Interview mit Heaven Shall Burn
Interview mit Schlagzeuger Matthias am 17.06.2006 die "antigone" war zwar nicht die schlechteste platte, die wir gemacht haben, aber sicherlich auch nicht die beste
Heaven Shall Burn dosenmusik: bisher haben wir heaven shall burn in unseren beiträgen schon fast sträflich vernachlässigt. eines unserer ziele ist es, sämtliche deutsche bzw. deutschsprachige bands dieser genres mindestens 1x zu interviewen. maroon, caliban, machinemade god, cataract, destiny, neaera usw. .... ihr fehlt u.a. noch in dieser liste!
matthias: wir sind auch lange nicht so oft unterwegs wie die anderen bands. das vorhin war erst der 5. oder 6. auftritt dieses jahr.
dosenmusik: das letzte mal war vor 3 wochen?
matthias: nein, letzte woche haben wir auf der hochzeit eines freundes gespielt.
dosenmusik: (lacht) davon habe ich gelesen. wie kam das denn zustande?
matthias: ein mitglied einer befreundeten band hat am 06.06.06 geheiratet und hat uns dann gefragt, ob wir nicht am 10.06. bei seiner feier auftreten wollen. war ganz lustig das ganze.
dosenmusik: habt ihr da eure songs gespielt oder gabs vielleicht auch mal ein liebeslied zwischendurch?
matthias: nee, schon unsere songs. so viele leute waren jetzt nicht da, also haben wir reise nach jerusalem mit denen gespielt.
dosenmusik: (lacht) im ernst!? ihr hört mitten im song auf und die leute mussten sich dann schnell hinsetzen?
matthias: ja, sicher! so funktioniert das spiel doch, oder!? (grinst) aber für andere songs im sinne von liebes- oder hochzeitsongs hatten wir nicht ausreichend vorbereitungszeit.
dosenmusik: schade! ok, wie du schon sagtest, ihr seid nicht oft auf tour und wenn, dann nicht für lange zeit. eure auftritte sind oftmals an wochenenden. wie kommt es dazu? habt ihr noch jobs, denen ihr nachgeht?
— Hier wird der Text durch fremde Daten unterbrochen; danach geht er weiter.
PR #2525, opened 2024-02-26
Should use non-compact sbn in scheduled_enclave

Kailai-Wang:
### Context

As topic, a bug found during the upgrade.

### DIFF
--- a/bitacross-worker/app-libs/parentchain-interface/src/indirect_calls/litentry/scheduled_enclave.rs
+++ b/bitacross-worker/app-libs/parentchain-interface/src/indirect_calls/litentry/scheduled_enclave.rs
@@ -39,7 +39,7 @@ impl<Executor: IndirectExecutor<TrustedCallSigned, Error>>
 	fn dispatch(&self, _executor: &Executor, _args: Self::Args) -> Result<()> {
 		debug!("execute indirect call: SetScheduledEnclave, worker_type: {:?}, sidechain_block_number: {:?}, mrenclave: {:?}", self.worker_type, self.sbn, self.mrenclave);
 		if self.worker_type == WorkerType::BitAcross {
-			GLOBAL_SCHEDULED_ENCLAVE.update(self.sbn.into(), self.mrenclave)?;
+			GLOBAL_SCHEDULED_ENCLAVE.update(self.sbn, self.mrenclave)?;
 		} else {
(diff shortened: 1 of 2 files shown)


bitacross-worker/app-libs/parentchain-interface/src/indirect_calls/litentry/scheduled_enclave.rs
```diff
@@ -28,7 +28,7 @@ use log::*;
 #[derive(Debug, Clone, Encode, Decode, Eq, PartialEq)]
 pub struct SetScheduledEnclaveArgs {
 	worker_type: WorkerType,
-	sbn: codec::Compact<SidechainBlockNumber>,
```
felixfaisal, line 31: Hey @Kailai-Wang I'm just curious on what the bug was and how it was discovered, does it affect other places where we are using `compact` encoding.

Kailai-Wang: Hi @felixfaisal - it's caused by parameter type mismatch: int `teebag.set_scheduled_enclave`, the `sbn` isn't compact encoded (so just plain `u64`), so you will get a decode error here without this fix.

It's easily reproducible when you try to set or remove scheduled enclave via indirect call.

felixfaisal: I think in `teerex` we are/were using `compact` - https://github.com/litentry/litentry-parachain/blob/3548f09b7ff80c2f8f9579d0c100cdff0846220e/pallets/teerex/src/lib.rs#L501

matthias: ein paar von uns studieren noch, die anderen arbeiten und außerdem haben wir auch kein bock ständig alles mitzunehmen. wir wollen uns einfach den spaß an der sache erhalten.
dosenmusik: na gut, aber für die meisten bands, die ich jetzt kenne, ist das touren einfach das wichtigste.
matthias: fast alle bands haben spaß auf der bühne, aber das drumherum nervt mich. man fährt ständig rum, ist weit weg von zuhause, man macht 95% des tages überhaupt nichts außer warten und das schlägt dann immer alles aufs gemüt.
dosenmusik: ihr habt vor kurzem einen eurer gitarristen gewechselt. was ist da passiert?
matthias: naja, er ist jetzt in seinem letzten jahr an der uni und steht kurz vor seinem abschluss. er will sich dann auch einen richtigen job suchen und hat dementsprechend einfach keine zeit mehr für die band. jetzt ist es zwar so, dass wir auch alle anderen tätigkeiten nachgehen, aber es kann eben sein, dass es wegen der arbeitsplatzsituation bei uns dazu kommt, dass er für einen job umziehen muss und dann klappt das auch nicht mehr mit dieser doppelbelastung.
dosenmusik: wo wohnt ihr?
matthias: saalfeld, weimar, erfurt - alle um die ecke. (grinst)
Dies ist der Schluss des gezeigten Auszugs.